▸ **Task goal**: Starting with the first line, output the data exactly, through to the last line.

Stored data entries:
════════
PR #3826, opened 2021-03-15
HHH-14499 Explicitly listing mapped classes which are @MappedSuperClass might break narrowing down of generics

dreab8:
https://hibernate.atlassian.net/browse/HHH-14499


hibernate-core/src/test/java/org/hibernate/test/mapping/MappedSuperclassWithGenericsTest.java
```diff
@@ -0,0 +1,92 @@
...
+		}
+	}
+
+	@Entity(name = "BaseEntity")
+	public static class BaseEntity<T> extends IntermediateAbstractMapped<byte[]> {
+
+		String aString;
+
+		/**
+		 * Default constructor required by JPA
```
Sanne, line 86: I'll remove the comment

Sanne:
Removed a comment then merged. Thanks!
════════
▸ **Task result**:
PR #3826, opened 2021-03-15
HHH-14499 Explicitly listing mapped classes which are @MappedSuperClass might break narrowing down of generics

dreab8:
https://hibernate.atlassian.net/browse/HHH-14499


hibernate-core/src/test/java/org/hibernate/test/mapping/MappedSuperclassWithGenericsTest.java
```diff
@@ -0,0 +1,92 @@
...
+		}
+	}
+
+	@Entity(name = "BaseEntity")
+	public static class BaseEntity<T> extends IntermediateAbstractMapped<byte[]> {
+
+		String aString;
+
+		/**
+		 * Default constructor required by JPA
```
Sanne, line 86: I'll remove the comment

Sanne:
Removed a comment then merged. Thanks!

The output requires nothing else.